So much chaff called brains

One of the most famous of all medical marvels is the case of Phineas Gage, the American railroad worker who somehow survived having a large metal rod driven straight through his head. It’s a truly amazing story, but has been written about so often that you might be led to think that it was the only interesting thing to happen to an American doctor in the nineteenth century.

Less than a decade after Gage suffered his terrible accident, a case report almost as extraordinary – and with some uncanny parallels – appeared in the Atlanta Medical and Surgical Journal. The author was Dr William Rutherford from Harrisburg, Pennsylvania, and his article was published in October 1857.

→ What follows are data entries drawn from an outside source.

Issue #766, opened 2017-08-30
Simplify Inspector Widgets, split general input handling utils and code specific to Inspector


evgenykochetkov:
### Rationale

Widgets in the Inspector are messy, to add/remove some property it will affect a lot of files, also there is a function `getPinWidgetProps` in the `NodeInspector` that transforms RenderablePin (using a mix of `xod-project` functions for Pin and Ramda functions) into something that will be passed into PinWidgets... That's all should be refactored to keep the code simpler and clearer.

### Affected modules and packages

`xod-client`

evgenykochetkov:
Also see #1169

PR #1164, opened 2018-04-19
Add universal bound literals

### LINKED ISSUE #1158: Switch to universal bound value literals
As a prerequisite to binding values on generic type pins, we need a unified system which unambiguously maps a string to a typed data value. So instead of relying on JSON type system, let's store all bound values as strings with an enforced format.

Type | Now | Then
---- | ---- | ---
Boolean | true | "True"
Number | 42.1 | "42.1"
String | "Hello" | "\"Hello\""
Pulse | "ON_BOOT" | "On Boot"

Currently, the sole purpose of keeping bound values is passing them as is to C++ transpiler. No other logic depends on concrete values. Since it is crucial to keep backward compatibility we can adjust:

```js
Handlebars.registerHelper('cppValue', (type, value) => {...})
```

so that it can deal with the old and new form at the same time. The `type` is known, so, for example, it can interpret both `"True"` and `true` as C++ `true` if `type` is `PIN_TYPE.BOOLEAN`.

To aid a gradual switch to literals and allow binding to generics, the widgets should be changed so that they can *get* values in both the old and new form and *set* values on a commit in the new literal form only. Widgets for all four basic types are affected.

Furthermore, the string widget should be smart enough to automatically perform unquote + enquote right before commit. So a xoder who forgets to enquote manually will get the right literal automatically.

brusherru:
It closes #1158.
Also fixed some minor bug, that dispatches `NODE_PROPERTY_UPDATE` twice.

### DIFF
--- a/packages/xod-arduino/src/templates.js
+++ b/packages/xod-arduino/src/templates.js
@@ -1,7 +1,8 @@
 import * as R from 'ramda';
 import Handlebars from 'handlebars';
 
-import { PIN_TYPE } from 'xod-project';
+import { unquote } from 'xod-func-tools';
+import { ensureLiteral, PIN_TYPE } from 'xod-project';
 
 import { def } from './types';
 
@@ -60,7 +61,11 @@ const cppType = def(
 // Formats a plain JS string into C++ string object
 const cppStringLiteral = def(
   'cppStringLiteral :: String -> String',
-  R.ifElse(R.isEmpty, R.always('XString()'), str => `XStringCString("${str}")`)
+  R.ifElse(
+    R.isEmpty,
+    R.always('XString()'),
+    str => `XStringCString("${R.replace(/"/g, '\\"', str)}")`
+  )
 );
 
 // =============================================================================
@@ -88,7 +93,7 @@ Handlebars.registerHelper('json', JSON.stringify);
 Handlebars.registerHelper(
   'decltype',
   (type, value) =>
-    type === PIN_TYPE.STRING && value !== ''
+    type === PIN_TYPE.STRING && unquote(value) !== ''
       ? 'static XStringCString'
       : `constexpr ${cppType(type)}`
 );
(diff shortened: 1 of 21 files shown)


packages/xod-client/src/editor/components/inspectorWidgets/Widget.jsx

Case of loss of nearly half the bones of the skull

On the morning of the 23rd July, about three o’clock, I was requested to visit Mr. Edward Thomas, at Highspire, a village on the Pennsylvania Canal, six miles east of Harrisburg, who was said to be seriously injured by his head striking against a canal bridge whilst asleep on the deck of his boat. I reached Hillspire about 4.30, and found Mr. Thomas in bed, his hair filled and matted with blood, his vest, shirt, upper part of his pantaloons and bed saturated with it, and a horrible looking rent in the scalp from the right superciliary ridge to the occipital bone.

Imagine a laceration stretching from the right eyebrow to the back of the head. This was a really dreadful injury.

The wound was filled with coagulated blood, which stood up high above the level of the surrounding parts, and some blood still oozed from the wound. In a cloth, on a bench on the opposite side of the cabin…

Before reading on, try to guess what object the doctor found ‘in a cloth, on a bench on the opposite side of the cabin’. Ready?

…was rolled up a portion of the malar bone, some fragments of the os frontis, and the entire right parietal, detached from its fellow along the sagittal suture, and from the occipital along the lambdoidal suture, or perhaps taking some part of the occipital bone with it, together with the squamous portion of the temporal bone.

Yes, the doctor found part of the patient’s skull lying on a bench. And not a small part, either. This was a huge bone fragment, measuring seven inches by six (18 cm x 15 cm), consisting of much of the right side of the skull, approximately between the top of the ear and the crown of the head. At a much later date it was photographed, and the image gives some idea of its sheer size – although one has to bear in mind that the photo does not include a number of other smaller bone fragments which were not preserved.

portion of skull
Bone fragment dislodged from Edward Thomas’s skull – possibly right parietal bone.

It was as clear of soft parts as if it had been removed from the dead subject with scalpel and saw.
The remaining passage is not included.